# Putting together a new habitat-ideas?



## Shmoo06 (Nov 17, 2012)

Hey everyone!
My bunnies(Stitch and Mr. Mumbles) were recently bonded(few weeks now)and are now fully litter trained. 






I'm going shopping today to hopefully get everything I need to build my new habitat idea since they are bonded now. I have been keeping them both in these store bought cages that I got free with them(don't worry, they get free range of my living room whenever I'm home). I have an xpen, so basically I'm hoping to attach the xpen to both of the cages and use that as their habitat. 
I already have everything figured out on how to construct it(only thing I'm worried about is the flooring. Might go with coroplast if I can find it, a rug, or see what I can find at a few stores here. I live in an apartment, so I don't want to them to chew up the carpet while I'm gone).

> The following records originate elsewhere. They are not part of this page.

Issue #91, opened 2017-03-20
Sanity Check Before Performing CEPH Operations


naved001:
We should first check if the image name exists in ceph or not and then thrown an appropriate error. 
 - Similar to #48

chemistry-sourabh:
Can you describe in what particular case you are getting this bug ?

apoorvemohan:
e.g. When we do node provisioning, in the arguments we specify the golden image name, that is to be used for provisioning the node. Before actually performing the provision operation, we should verify if the image actually exists in BMI database and CEPH. Currently, BMI throws an exception if the image is not found and the database changes are not rolled back leaving the BMI database in inconsistent state.

chemistry-sourabh:
Looked through the code. Yes this case is not handled and needs to be. Right now the db is just returning None if the entry is not found.

naved001:
fixed it by raising an appropriate error when image is not found. i want to make a PR with an accompanying test that reproduces this issue. So I am waiting on #81 to get merged before I do that.

naved001:
We were already performing a check if the image exists or not, but now in #103 we raise an appropriate error.

Issue #57, opened 2017-01-26
Failed BMI provisions can lead to an inconsistent state in BMI


sirushtim:
ubuntu@test-ceph:~/ims/ims$ bmi pro bmi_infra some_bmi_node bmi_image bmi_network 1
bmi_image not found

ubuntu@test-ceph:~/ims/ims$ bmi dpro bmi_infra some_bmi_node bmi_network 1
Got status code 400 from HaaS with message : The network is not attached to the nic.

The issue is likely to be at the tear-down/roll-back process for failed BMI provisions.

chemistry-sourabh:
In most of the cases BMI is not left in an inconsistent state due to the rollback process. But it will happen if the rollback process is screwed up!!

chemistry-sourabh:
It is important to identify what all are the cases where the rollback process fails and possible contingency plans. Also I always wanted to make a reset operation which sort of brings BMI to a consistent state. If we shift to postgres we can probably rollback to the previous commit ?

sirushtim:
> In most of the cases BMI is not left in an inconsistent state due to the rollback process. But it will happen if the rollback process is screwed up!!

Right, BMI does go to an inconsistent state because the roll back process is inherently flawed.

> It is important to identify what all are the cases where the rollback process fails and possible contingency plans. Also I always wanted to make a reset operation which sort of brings BMI to a consistent state. If we shift to postgres we can probably rollback to the previous commit ?

Sure, besides changing a row in a database, we also need to check for cases where we handle stale resources that BMI creates and is not handled appropriately.

Also, for what it's worth, trying to roll back to a previous commit is going to create a long running transaction in the database by sqlalchemy while we wait for the creation of other resources making it inefficient. I'd much rather would like to see a state machine model setting the node to an error state should something happen while we create and letting the user know what happened instead of rolling back and deleting the row entirely. IMO, that's a better user experience than just deleting the node if something went wrong.

chemistry-sourabh:
Your idea sounds more like what openstack does which makes sense and will also reduce a lot of code. But in openstack if the delete of something like an image results in failure., the image doesn't go into a failure state. 

Also if the provision fails and it ends up in the error state how will the user undo it ? By deproing it ? in that case our depro should be made more robust. What if the depro fails ? Should the user continue deproing or proing ? To avoid these confusions it is better to do a reset which removes the node from the error state.

I like this idea so this what I propose.
pro just tries to provision and if fails then ends up in an error state showing the error.
[...]

PR #103, opened 2017-04-13
Raises appropriate error when image is not found

naved001:
Addresses #91 and a little bit of #57 

Now if the image name we give is not in the database, we handle it correctly.

### DIFF
--- a/ims/database/image.py
+++ b/ims/database/image.py
@@ -141,8 +141,11 @@ class ImageRepository:
             image = self.connection.session.query(Image). \
                 filter(Image.project.has(name=project_name)).filter_by(
                 name=name).one_or_none()
-            if image is not None:
-                return image.id
+
+            if image is None:
+                raise db_exceptions.ImageNotFoundException(name)
+
+            return image.id
         except SQLAlchemyError as e:
             raise db_exceptions.ORMException(e.message)
 
--- a/ims/database/image.py
+++ b/ims/database/image.py
@@ -137,7 +137,13 @@ class ImageRepository:
     # returns a array of image ids of the images which have the given name
     @log
     def fetch_id_with_name_from_project(self, name, project_name):
-        """searches for image by name and returns image id"""
+        """
+        searches for image by name and returns image id
+
+        :param  name: name of the image
+        :poaram project_name: name of the project
+        :return: image.id: the image id of the image
+        """
 
         try:
             image = self.connection.session.query(Image). \
--- a/ims/database/image.py
+++ b/ims/database/image.py
@@ -138,11 +138,11 @@ class ImageRepository:
     @log
     def fetch_id_with_name_from_project(self, name, project_name):
         """
-        searches for image by name and returns image id
+        Searches for image by name and returns image id
 
-        :param  name: name of the image
-        :poaram project_name: name of the project
-        :return: image.id: the image id of the image
+        :param name: name of the image
+        :param project_name: name of the project
+        :return: the id of the image.
         """
 
         try:
--- a/ims/database/image.py
+++ b/ims/database/image.py
@@ -137,14 +137,14 @@ class ImageRepository:
     # returns a array of image ids of the images which have the given name
     @log
     def fetch_id_with_name_from_project(self, name, project_name):
+        """searches for image by name and returns image id"""
+
         try:
             image = self.connection.session.query(Image). \
                 filter(Image.project.has(name=project_name)).filter_by(
                 name=name).one_or_none()
-
             if image is None:
                 raise db_exceptions.ImageNotFoundException(name)
-
             return image.id
         except SQLAlchemyError as e:
             raise db_exceptions.ORMException(e.message)
--- a/tests/unit/database/test_image.py
+++ b/tests/unit/database/test_image.py
@@ -6,7 +6,6 @@ config.load()
 from ims.common.log import trace
 from ims.database.database import Database
 from ims.exception import db_exceptions
-import pytest
 
 
 class TestInsert(TestCase):
@@ -71,7 +70,7 @@ class TestFetch(TestCase):
         self.db.image.insert('image 3', 1, parent_id=1)
         self.db.image.insert('image 4', 1, is_snapshot=True, parent_id=1)
 
-    def runTest(self):
+    def test_image_fetch(self):
         images = self.db.image.fetch_images_from_project('project 1')
         self.assertTrue('image 1' in images and 'image 2' in images)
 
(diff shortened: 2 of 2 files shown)


chemistry-sourabh:
@naved001 I thought you were going to write a test for this ? Also are there any other similar cases in db ?

naved001:
@chemistry-sourabh Yes. I'll add it in the next commit asap.

naved001:
> Also are there any other similar cases in db ?

Not sure where else we are missing those, deed to go through it more carefully. But this particular one was causing trouble so I wanted to get a fix out for it soon. And other general cases are being discussed here #57

ims/database/image.py
```diff
@@ -141,8 +141,11 @@ def fetch_id_with_name_from_project(self, name, project_name):
             image = self.connection.session.query(Image). \
                 filter(Image.project.has(name=project_name)).filter_by(
                 name=name).one_or_none()
-            if image is not None:
-                return image.id
+
```
ravisantoshgudimetla: Some additional blank lines. Please remove them. Also, since this is clean up, adding doc strings, unit tests, copy right terms when we are touching files helps a lot.

naved001: This is not really a clean up. Without the changes that I am making here, the db is left in an inconsistent state. I would like to keep this PR short because if I add more stuff (dosctrings, and restructuring) that would delay it's approval. I'll do the cleanup in another PR.

chemistry-sourabh: @naved001 You can just add doc_string to the function you tweaked. If there was a doc_string you would have needed to update it anyways. Also follow the pattern in Config Changes PR for the doc_string

naved001:
I have added a docstring for the function I am modifying here, and then added a small test for it.

tests/unit/database/test_image.py
```diff
@@ -89,6 +91,10 @@ def runTest(self):
                                                                'project 1')
         self.assertEqual(img_id, 2)
 
+        with pytest.raises(db_exceptions.ImageNotFoundException):
```
chemistry-sourabh: Dont use pytest for writing tests, it is being used as a TestRunner only. Use assertRaises instead

tests/unit/database/test_image.py
```diff
@@ -5,6 +5,8 @@
 
 from ims.common.log import trace
 from ims.database.database import Database
+from ims.exception import db_exceptions
+import pytest
```
chemistry-sourabh: Remove

ims/database/image.py
```diff
@@ -137,12 +137,15 @@ def move_image(self, src_project_name, name, dest_project_id,
     # returns a array of image ids of the images which have the given name
     @log
     def fetch_id_with_name_from_project(self, name, project_name):
+        """searches for image by name and returns image id"""
```
chemistry-sourabh: Describe the Args also. Follow Config Changes PR.

tests/unit/database/test_image.py
```diff
@@ -89,6 +91,10 @@ def runTest(self):
                                                                'project 1')
         self.assertEqual(img_id, 2)
 
+        with pytest.raises(db_exceptions.ImageNotFoundException):
+            img_id = self.db.image.fetch_id_with_name_from_project(
+                'some_', 'project 1')
```
chemistry-sourabh: Also when I initially raised my tests PR the tests here were not split to keep the number of classes small. Since we now agreed to use functions in the test case class it would be better to write each test/assert as a separate function.

It will be better if you can split all the tests in this particular class or atleast your test.

ims/database/image.py
```diff
@@ -137,12 +137,21 @@ def move_image(self, src_project_name, name, dest_project_id,
     # returns a array of image ids of the images which have the given name
     @log
     def fetch_id_with_name_from_project(self, name, project_name):
+        """
+        searches for image by name and returns image id
```
sirushtim: NIt: Capitalize the first letter here for a multi-line docstring.

ims/database/image.py
```diff
@@ -137,12 +137,21 @@ def move_image(self, src_project_name, name, dest_project_id,
...
+
+        :param  name: name of the image
+        :poaram project_name: name of the project
```
chemistry-sourabh: Also :poaram

tests/unit/database/test_image.py
```diff
@@ -94,6 +95,14 @@ def runTest(self):
         self.assertEqual([image[1] for image in images],
                          ['image 1', 'image 2', 'image 3', 'image 4'])
 
+    def test_nonexistent_image_fetch(self):
+        """tries to retrieve the image id of an image that doesn't
```
sirushtim: Ditto. Also, the sentences for a Multi-line docstrings are supposed to start on a new line and always end with a period. For example:

"""
Your multi-line
doc-string.
""""

More on that here: https://www.python.org/dev/peps/pep-0257/

ims/database/image.py
```diff
@@ -137,12 +137,21 @@ def move_image(self, src_project_name, name, dest_project_id,
...
+
         try:
             image = self.connection.session.query(Image). \
                 filter(Image.project.has(name=project_name)).filter_by(
                 name=name).one_or_none()
-            if image is not None:
-                return image.id
+            if image is None:
+                raise db_exceptions.ImageNotFoundException(name)
+            return image.id
```
sirushtim: Nit: A return statement placed here could potentially be a bug someday because Python always executes the finally block in a try-except-else-finally construct. So it's good practice to just place the return statement either outside to make it explicit or in the finally section.

naved001: there's no `finally` block here though. why would that be an issue then?
I am returning in the try section, but if try fails we raise an exception.

sirushtim: I mean it could only potentially be a bug, it's actually fine now. It's just good practice is all for the bug I mentioned above. It was just a suggestion though, so feel free to ignore it.

chemistry-sourabh: We can deal with it when we have a finally block, We will need to change in several places otherwise

ims/database/image.py
```diff
@@ -137,12 +137,21 @@ def move_image(self, src_project_name, name, dest_project_id,
     # returns a array of image ids of the images which have the given name
     @log
     def fetch_id_with_name_from_project(self, name, project_name):
+        """
+        Searches for image by name and returns image id
+
+        :param  name: name of the image
+        :param project_name: name of the project
+        :return: image.id: the image id of the image.
```
chemistry-sourabh: No need for image.id to be here

tests/unit/database/test_image.py
```diff
@@ -94,6 +95,15 @@ def runTest(self):
         self.assertEqual([image[1] for image in images],
                          ['image 1', 'image 2', 'image 3', 'image 4'])
 
+    def test_nonexistent_image_fetch(self):
+        """
+        Tries to retrieve the image id of an image that doesn't
+        exist in the db. Should raise an error"""
```
chemistry-sourabh: The last triple quotes should be in new line

naved001: addressed both comments.

ims/database/image.py
```diff
@@ -137,12 +137,21 @@ def move_image(self, src_project_name, name, dest_project_id,
     # returns a array of image ids of the images which have the given name
     @log
     def fetch_id_with_name_from_project(self, name, project_name):
+        """
+        Searches for image by name and returns image id
+
+        :param  name: name of the image
```
chemistry-sourabh: small nit: extra space between param and name. Otherwise good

Here's a quick pic of how things are now with their cages:





I have towels and their little houses on one side and some litter on the other with their food and such. My question is about how redoing their cages may affect them. I plan on putting a litter box in the xpen area that I will attach, but I also want to leave some litter in a cage. I guess my question is would it be a big problem if I just put litter in one of the cages? Or should I leave the cages as they are now until they get used to the new habitat? I'm just trying to figure out how to set it up to make it the easiest to clean for me. Would putting one house outside the cages make them mad or anything? They lay on top of them all the time when they're in the cages, but there's not much room in those little things. I'm kind of thinking of putting the litter in one cage and a house and toys in the other. Put a little hay in each. 

Another question: I plan on buying new bowls for them today. Can I buy just one for their pellets or should I keep 2 in their home?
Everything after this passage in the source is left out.